I continue to buy the game-time tokens from time to time when I see them cheap on the auction house.
However, I have cancelled my subscription, and won't be renewing it when my gold runs out. To me, these tokens are the point of no return. In effect, Blizzard are now selling epics for cash (with the intermediate step that you must first exchange your cash for gold, then exchange the gold for epics). this is something many people (I include myself) have been warning about for many years, and it has inevitably happened. Take a trip down memory lane with my favourite mage blogger, Larísa of the Pink Pigtail Inn. The context of that article is that selling pets in-game for cash is the start of a slippery slope. It has proven to be so, and all the arguments people made that Blizzard might sell fluff for cash but never what matters (epics) have turned out to be wrong. Larísa, knew it, I knew it, you knew it, deep in your heart.
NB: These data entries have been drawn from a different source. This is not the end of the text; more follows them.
PR #4069, opened 2019-09-03
Moving more facilities to the collectives module

hkaiser:
This depends on #4068


libs/collectives/CMakeLists.txt
```diff
@@ -11,27 +11,59 @@ list(APPEND CMAKE_MODULE_PATH "${CMAKE_CURRENT_SOURCE_DIR}/cmake")
...
+      hpx_cache
       hpx_concurrency
       hpx_config
       hpx_errors
       hpx_format
+      hpx_iterator_support
       hpx_logging
+      hpx_parallel_executors
       hpx_preprocessor
+      hpx_program_options
```
msimberg: Does the module itself need `program_options` or just the tests?

msimberg:
Good idea! Should `spmd_block` be in `collectives` as well?

libs/collectives/CMakeLists.txt
hkaiser: The module depends on things in the big runtime-blob which in turn depend on program_options. I had to add all those dependencies here in order to be able to compile things. I did not try to disentangle this at this point.

hkaiser:
> Good idea! Should spmd_block be in collectives as well?

Yes, probably so. I can add it.

libs/collectives/tests/performance/osu/CMakeLists.txt
```diff
@@ -0,0 +1,53 @@
...
+foreach(benchmark ${benchmarks})
+
+  set(sources
+      osu_base.cpp
+      ${benchmark}.cpp)
+
+  source_group("Source Files" FILES ${sources})
+
+  # add example executable
+  add_hpx_executable(${benchmark}
```
msimberg:
```suggestion
  add_hpx_executable(${benchmark}_test
```
The `add_hpx_performance_test` function expects the `_test` suffix... Same below for `coll_benchmarks`.

hkaiser:
This is good to go now

libs/collectives/tests/performance/osu/osu_bibw.cpp
```diff
@@ -141,6 +137,6 @@ void run_benchmark(hpx::program_options::variables_map & vm)
 
         double bw = (size / 1e6 * loop * window_size * 2) / t.elapsed();
 
-        hpx::cout << std::left << std::setw(10) << size << bw << std::endl;
+        std::cout << std::left << std::setw(10) << size << bw << std::endl;
```
msimberg: Was this change intentional?

msimberg:
The only thing I'm a bit worried about is that the `osu_bibw` test now times out on all the debug builds on pycicle. I can't see anything that stands out though so it may just be temporary... I've started a couple of builds on rostam to see if it happens there as well.

biddisco:
Just a clarification question:
In the vtk library (+paraview etc), the modularization was done in such a way that for each module there is usually a set of submodules, with one being the parallel (MPI) version of each algorithm, so a serial build uses module graphics, and a parallel one can also pull in graphics/parallel etc etc

Are we going to have collectives (on node) and collectives/distributed (multinode) as distinct modules - and is this pattern intended for other modules too?

msimberg:
@biddisco yes. Collectives are pretty much by definition distributed so there won't be a local version of this module, but there is already an `algorithms` module with local parallel algorithms and `segmented_algorithms` for the distributed equivalents. The rest of the lcos are going to be split up the same way. They won't be "submodules" in the way you describe them, but there will be local and distributed modules wherever it makes sense.

libs/collectives/tests/performance/osu/osu_bibw.cpp
hkaiser: Yes, I wanted to remove the dependency on iostreams, the benchmark will print on locality zero only anyways.

hkaiser:
> The only thing I'm a bit worried about is that the osu_bibw test now times out on all the debug builds on pycicle. 

@msimberg I think those were real timeouts. I have reduced the windows size used for this test in debug mode (number of messages send/received concurrently), that should take care of the problem.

I know there is plenty of fun to be had in Azeroth that doesn't rely on earthly cash or Azerothean gold: I love exploring and finding little nooks and items not shown on the map. I love to stand, as Painter Mikkal does, and just gaze at the beauty of the world. I love finding routes up to "unreachable places", I love chatting to the many amazing people I have met, and I love killing orcs. But the group finder tool dealt a heavy blow to my sense of immersion in a virtual world; and now being able to buy epics like this has been the final straw for me.
I'm sure I'll keep some gold back so I can resubscribe for a while post-Draenor, and I've still plenty of game time tokens on my account, so I'm not going real soon; but my heart is no longer eager.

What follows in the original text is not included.